Agatha Christie – They Do It With Mirrors

‘You were at school with Grandam, weren’t you? It seems so queer.’

Miss Marple knew perfectly what she meant. To youth it seems very odd to think that age was once young and pigtailed and struggled with decimals and English literature.

‘It must,’ said Gina with awe in her voice, and obviously not meaning to be rude, ‘have been a very long time ago.’

‘Yes, indeed,’ said Miss Marple. ‘You feel that more with me than you do with your grandmother, I expect?’

Gina nodded. ‘It’s cute of you saying that. Grandam, you know, gives one a curiously ageless feeling.’

‘It is a long time since I’ve seen her. I wonder if I shall find her much changed.’

‘Her hair’s grey, of course,’ said Gina vaguely. ‘And she walks with a stick because of her arthritis. It’s got much worse lately. I suppose that -‘ she broke off, and then asked: ‘Have you been to Stonygates before?’

‘No, never. I’ve heard a great deal about it, of course.’

‘It’s pretty ghastly, really,’ said Gina cheerfully. ‘A sort of Gothic monstrosity. What Steve calls Best Victorian Lavatory period. But it’s fun, too, in a way.

Only of course everything’s madly earnest, and you tumble over psychiatrists everywhere underfoot. Enjoy-ing themselves madly. Rather like Scout-masters, only worse.
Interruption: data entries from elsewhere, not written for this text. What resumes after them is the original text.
PR #309, opened 2026-06-17
fix: Add ReplicaSet cache and RBAC access for generated config cleanup

VaishnaviHire:
Generated config cleanup lists ReplicaSets to preserve ConfigMaps still referenced by in-flight rollouts. Add ReplicaSet cache coverage and RBAC so that lookup works reliably under the controller-runtime cached client.

### DIFF
--- a/main.go
+++ b/main.go
@@ -114,7 +114,6 @@ func newCacheOptions() cache.Options {
 				}),
 			},
 			&appsv1.Deployment{}:                     managedByFilter,
-			&appsv1.ReplicaSet{}:                     managedByFilter,
 			&policyv1.PodDisruptionBudget{}:          managedByFilter,
 			&autoscalingv2.HorizontalPodAutoscaler{}: managedByFilter,
 			&corev1.Service{}:                        managedByFilter,
--- a/main.go
+++ b/main.go
@@ -114,6 +114,7 @@ func newCacheOptions() cache.Options {
 				}),
 			},
 			&appsv1.Deployment{}:                     managedByFilter,
+			&appsv1.ReplicaSet{}:                     managedByFilter,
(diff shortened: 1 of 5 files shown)


rhdedgar (approved):
Looks good to me.

main.go
```diff
@@ -114,6 +114,7 @@ func newCacheOptions() cache.Options {
 				}),
 			},
 			&appsv1.Deployment{}:                     managedByFilter,
+			&appsv1.ReplicaSet{}:                     managedByFilter,
```
mfleader: `managedByFilter` requires `app.kubernetes.io/managed-by: ogx-operator`, but ReplicaSets inherit labels from the Deployment's `.spec.template.metadata.labels` (which only has `app` and `instance`). The `managed-by` label is on `.metadata.labels` via kustomization `includeSelectors: false` and doesn't propagate. The cached client will silently return empty for the RS query in `referencedRuntimeConfigMapNames()`.

For example, a ReplicaSet created during rollout gets:

```yaml
metadata:
  labels:
    app: ogx
    app.kubernetes.io/instance: my-server
    pod-template-hash: abc123
    # no managed-by — cache filter excludes this RS
```

I believe the simplest fix might be to drop the `ByObject` entry for ReplicaSets and keep only the RBAC addition. The operator reads RS but doesn't own them, and `referencedRuntimeConfigMapNames()` already filters by instance label at query time.

mfleader (changes requested):

main.go
VaishnaviHire: Good catch. Fixed it. PTAL

VaishnaviHire:
@mergify rebase

mfleader (approved):

PR #320, opened 2026-06-30
fix: preserve image entrypoint when using overrideConfig

derekhiggins:
## Summary
- Stop replacing the container entrypoint with an inline startup script when overrideConfig is used
- Instead, set `RUN_CONFIG_PATH` and `OGX_CONFIG` env vars so the image's own entrypoint handles config selection
- Preserves OTEL auto-instrumentation and eliminates a divergent startup code path

## Details

When an OGXServer uses `overrideConfig`, the operator was replacing the container's entrypoint with a 45-line inline bash script that did version detection and direct uvicorn invocation. This bypassed the image's `entrypoint.sh`, losing OTEL wrapping and creating two divergent startup paths.

The fix lets the image entrypoint run normally and controls behavior via env vars:
- `RUN_CONFIG_PATH=/etc/ogx/config.yaml` - tells the entrypoint to use the mounted config
- `OGX_CONFIG=/etc/ogx/config.yaml` - used by `server.py:create_app()` factory

Both upstream and downstream container images already support `RUN_CONFIG_PATH` in their entrypoints.

Depends on [ogx#6221](https://github.com/ogx-ai/ogx/pull/6221) for `OGX_WORKERS` env var support (so worker count remains controllable via the CR spec).

Breaks backward compatibility with pre-0.3.0 (pre-rename) images - they didn't have the ogx module name and are already non-functional.

## Test plan
- [x] Unit tests pass (`make test`)
- [x] Verified on live cluster: with overrideConfig, PID 1 = `ogx run /etc/ogx/config.yaml`, OTEL active
- [x] Verified on live cluster: without overrideConfig, entrypoint uses baked-in config, no stale `OGX_CONFIG` env var

### DIFF
--- a/controllers/resource_helper.go
+++ b/controllers/resource_helper.go
@@ -300,22 +300,27 @@ func configureContainerEnvironment(
 		container.Env = append(container.Env, secretEnvVars...)
 	}
 
-	// Apply user-provided env vars, letting them override operator defaults.
-	if instance.Spec.Workload != nil && instance.Spec.Workload.Overrides != nil {
-		overrides := make(map[string]corev1.EnvVar, len(instance.Spec.Workload.Overrides.Env))
-		for _, e := range instance.Spec.Workload.Overrides.Env {
-			overrides[e.Name] = e
-		}
-		deduped := make([]corev1.EnvVar, 0, len(container.Env))
-		for _, e := range container.Env {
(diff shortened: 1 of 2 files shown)


derekhiggins:
Set to draft, pending the OGX change

rhdedgar (approved):
No concerns here, +1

The young criminals are rather pets, some of them. One showed me how to diddle locks with a bit of wire and one angelic-faced boy gave me a lot of points about coshing people.’
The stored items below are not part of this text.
PR #324, opened 2026-07-06
feat: add ServiceMonitor, PrometheusRule, and metrics NetworkPolicy

derekhiggins:
Add monitoring resource support to the operator:

- ServiceMonitor targeting metrics port 9464 with 60s scrape interval
- PrometheusRule with ogx:api_info recording rules for the Telemeter pipeline (inference, vector_io, responses, rag, agentic), aggregated via sum() to strip high-cardinality labels, within the ~10 timeseries budget
- NetworkPolicy ingress rule allowing Prometheus scraping from openshift-monitoring namespace on the metrics port
- Metrics endpoint env var injection (OGX_METRICS_ENDPOINT_ENABLED, OGX_METRICS_HOST, OGX_METRICS_PORT) and container port configuration
- Conditional gating on MonitoringCRDsAvailable for both resources

### DIFF
--- a/controllers/manifests/base/kustomization.yaml
+++ b/controllers/manifests/base/kustomization.yaml
@@ -10,6 +10,8 @@ resources:
 - hpa.yaml
 - pdb.yaml
 - rolebinding.yaml
+- prometheusrule.yaml
+- servicemonitor.yaml
 
 labels:
 - includeSelectors: false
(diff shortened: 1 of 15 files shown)


rhdedgar (approved):
Looks good! I think it addresses everything from `RHAIENG-5408`.

PR #326, opened 2026-07-08
test: add monitoring configuration and ServiceMonitor render tests

derekhiggins:
## Summary
- Adds `TestMonitoringConfiguration` controller integration test covering monitoring env vars, container ports, nil/enabled/disabled/custom-port cases
- Adds ServiceMonitor kustomize render test verifying name prefix and namespace application

## Test plan
- [x] `make lint` passes
- [ ] `make test` passes


rhdedgar (approved):
I'll have a couple follow-up items to submit after this merges but I think it's worth pushing through

PR #330, opened 2026-07-13
Scc updates tls

rhdedgar:
- Avoids running with `anyuid` permissions
- TLS is required for external access is enabled
- Fixes a few config and build errors that I encountered along the way. e.g. `llama`->`ogx` renaming, duplicate `boolPtr` func, etc.

Closes RHAIENG-5584, RHAIENG-5588, and RHOAIENG-76479.


VaishnaviHire:
Is the test failure expected?

rhdedgar:
Not this one. The others that were blocking other k8s-operator PRs were resolved, and now there is a new issue, possibly with ollama. I'm looking into it now.

rhdedgar:
Ok, so I found two sets of issues that were blocking this PR.

One was a new, unrelated issue with container image name formatting that I just fixed in #336

The other one is an upstream ogx server dependency, because the starter distribution image runs as root by default. I've created a PR here https://github.com/ogx-ai/ogx/pull/6319 to address that.

After that merges, then the next starter distribution container build should resolve this error.

VaishnaviHire:
@mergify rebase

VaishnaviHire:
@mergify rebase

VaishnaviHire:
@mergify rebase

config/samples/example-with-configmap.yaml
VaishnaviHire, line 50: nit: The sample OGServer CRs need update after the validation webhook updates. We need to update network field with -
```
network:
  externalAccess:
    enabled: true
    hostname: <hostname>
    tls:
      secretName: <tls-secret>
```

VaishnaviHire (commented):
Thanks for the updates. The improvements look good to me. 

Since this is a breaking change, we might want to update the sample CRs and documentation downstream

VaishnaviHire (approved):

Miss Marple considered this information thoughtfully.

‘It’s the thugs I like best,’ said Gina. ‘I don’t fancy the queers so much. Of course Lewis and Dr Maverick think they’re all queer – I mean they think it’s repressed desires and disordered home life and their mothers getting off with soldiers and all that. I don’t really see it myself because some people have had awful home lives and yet have managed to turn out quite all right.’

‘I’m sure it is all a very difficult problem,’ said Miss Marple.

Gina laughed, again showing her magnificent teeth.

‘It doesn’t worry me much. I suppose some people have these sort of urges to make the world a better place.

Lewis is quite dippy about it all – he’s going to Aberdeen next week because there’s a case coming up in the police court – a boy with five previous convictions.’

‘The young man who met me at the station? Mr Lawson. He helps Mr Serrocold, he told me. Is he his secretary?’

‘Oh Edgar hasn’t brains enough to be a secretary. He’s a case, really. He used to stay at hotels and pretend he was a V.C. or a fighter pilot and borrow money and then do a flit. I think he’s just a rotter. But Lewis goes through a routine with them all. Makes them feel one of the family and gives them jobs to do and all that to encourage their sense of responsibility. I daresay we shall be murdered by one of them one of these days.’ Gina laughed merrily.

Miss Marple did not laugh.

They turned in through some imposing gates where a Commissionaire was standing on duty in a military manner and drove up a drive flanked with rhododen-drons.

The drive was badly kept and the grounds seemed neglected.

Interpreting her companion’s glance, Gina said, ‘No gardeners during the war, and since we haven’t bothered.

But it does look rather terrible.’

They came round a curve and Stonygates appeared in its full gloryl It was, as Gina had said, a vast edifice of Victorian Gothic – a kind of temple to Plutocracy.

Philanthropy had added to it in various wings and out-buildings which, while not positively dissimilar in style, had robbed the structure as a whole of any cohesion or purpose.

‘Hideous, isn’t it?’ said Gina affectionately. ‘There’s Grandam on the terrace. I’ll stop here and you can go and meet her.’

Miss Marple advanced along the terrace towards her old friend.

From a distance, the slim little figure looked curiously girlish in spite of the stick on which she leaned and her slow and obviously rather painful progress. It was as though a young girl was giving an exaggerated imitation of old age.